Having retired I and my partner are contemplating relocating to Cyprus in mid to late 2009. I am aware that there is a requirement to demonstrate a firm source of income at or above a stipulated minimum level. I have seen several different publications giving advice on what this minimum income level is varying anywhere between 10k and 20k Euros per Annum.
If any member is able to advise on this, possibly someone who has recently made the move as a retired couple, I would be most appreciative.
Thank you in anticipation.
Chris G


----------



## Veronica (Apr 5, 2008)

chrisgarner said:


> Having retired I and my partner are contemplating relocating to Cyprus in mid to late 2009. I am aware that there is a requirement to demonstrate a firm source of income at or above a stipulated minimum level. I have seen several different publications giving advice on what this minimum income level is varying anywhere between 10k and 20k Euros per Annum.
> If any member is able to advise on this, possibly someone who has recently made the move as a retired couple, I would be most appreciative.
> Thank you in anticipation.
> Chris G


If you are receiving full UK pensions you should fall within the perameters of having sufficient income.
I know of many couples who live here full time and have only their old age pensions with no extras who have had no problem at all getting approval to live here permanently.

Regards Veronica


----------



## chrisgarner (Dec 1, 2008)

Thanks for your reply Veronica, I've spent what seems weeks trying to get a definitive answer on this so your reply within minutes is very encouraging.
Thanks again
Chris G


----------



## woodsym1 (Dec 24, 2008)

hi just moved to cyprus and am in doubt as food is so expensive bread E1.95 average trolly is E190-E220 and i have been to every different supermarket from papantonios to carefoure
to go to a restaurant 2 adults 2 children is around 80 euros ... any advise please


----------



## Veronica (Apr 5, 2008)

woodsym1 said:


> hi just moved to cyprus and am in doubt as food is so expensive bread E1.95 average trolly is E190-E220 and i have been to every different supermarket from papantonios to carefoure
> to go to a restaurant 2 adults 2 children is around 80 euros ... any advise please



The only way is stop comparing with the price of things in the UK since the GBP has become so weak agaisnt the Euro. 
Dont shop in the big supermarkets. for one thing they tend to be more expensive and for another you will buy all sorts of of stuff you dont really.
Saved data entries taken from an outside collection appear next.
PR #4354, opened 2023-02-01
refactor: FirewallConfigurationService in external bundle

pierantoniomerlino:
> **Note**: We are using the Conventional Commits convention for our pull request titles. Please take a look at the [PR title format document](https://github.com/eclipse/kura/blob/develop/CONTRIBUTING.md#submitting-the-changes) for the supported [types](https://github.com/eclipse/kura/blob/develop/CONTRIBUTING.md#type) and [scopes](https://github.com/eclipse/kura/blob/develop/CONTRIBUTING.md#scope).

This PR copies the `FirewallConfigurationService` in the `org.eclipse.kura.net.admin.firewall` bundle. This will be added only in the profiles with the new Networking (see #4326) based on NetworkManager.
Currently the default configuration is to keep the old Kura Networking. To enable the new one, build the distrib project wih the `-Dkura.network.provider=network-manager` option.

Signed-off-by: pierantoniomerlino <pierantonio.merlino@eurotech.com>

PR #4367, opened 2023-02-09
fix(web2): Set net.admin optional dependency in web2

pierantoniomerlino:
**Note**: We are using the Conventional Commits convention for our pull request titles. Please take a look at the [PR title format document](https://github.com/eclipse/kura/blob/develop/CONTRIBUTING.md#submitting-the-changes) for the supported [types](https://github.com/eclipse/kura/blob/develop/CONTRIBUTING.md#type) and [scopes](https://github.com/eclipse/kura/blob/develop/CONTRIBUTING.md#scope).

This PR fixes the NN profiles where the webUI doesn't start for a missing dependency.

**Description of the solution adopted:** After the merge of #4354, the `FirewallConfigurationService` is extracted from the `net.admin` bundle. The web2 bundle now depends on it for setting the firewall rules (before the PR, it depended from the `NetworkAdminService` that is API...). So, in NN profiles the web2 doesn't start since it needs the `net.admin` package. This PR sets the dependency optional to preserve the bundle resolution.


nicolatimeus (approved):

heyoulin:
I think should move to api package
image

pierantoniomerlino:
@heyoulin Definitely yours is the correct solution. However, we planned to review the FirewallConfigurationService, when the activity on the networking is done. So, this is only a temporary solution to make the NN profiles work.

Thanks!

Stick to small local supermarkets. Use the fruit markets for all your fresh fruit and veg, better quality and lower prices.
There is a very reasonable one in the area where the russians etc live called Garden of Eden and another really good one on the same road as Butcher boy.
Dont use the restaurants in the tourist areas, go to the ones the Cypriots use.

Give yourself time to get to know the area and the best places to shop and you will find it will get easier. As long as you are able to live reasonably it is still better here than the UK. 

Regards Veronica


----------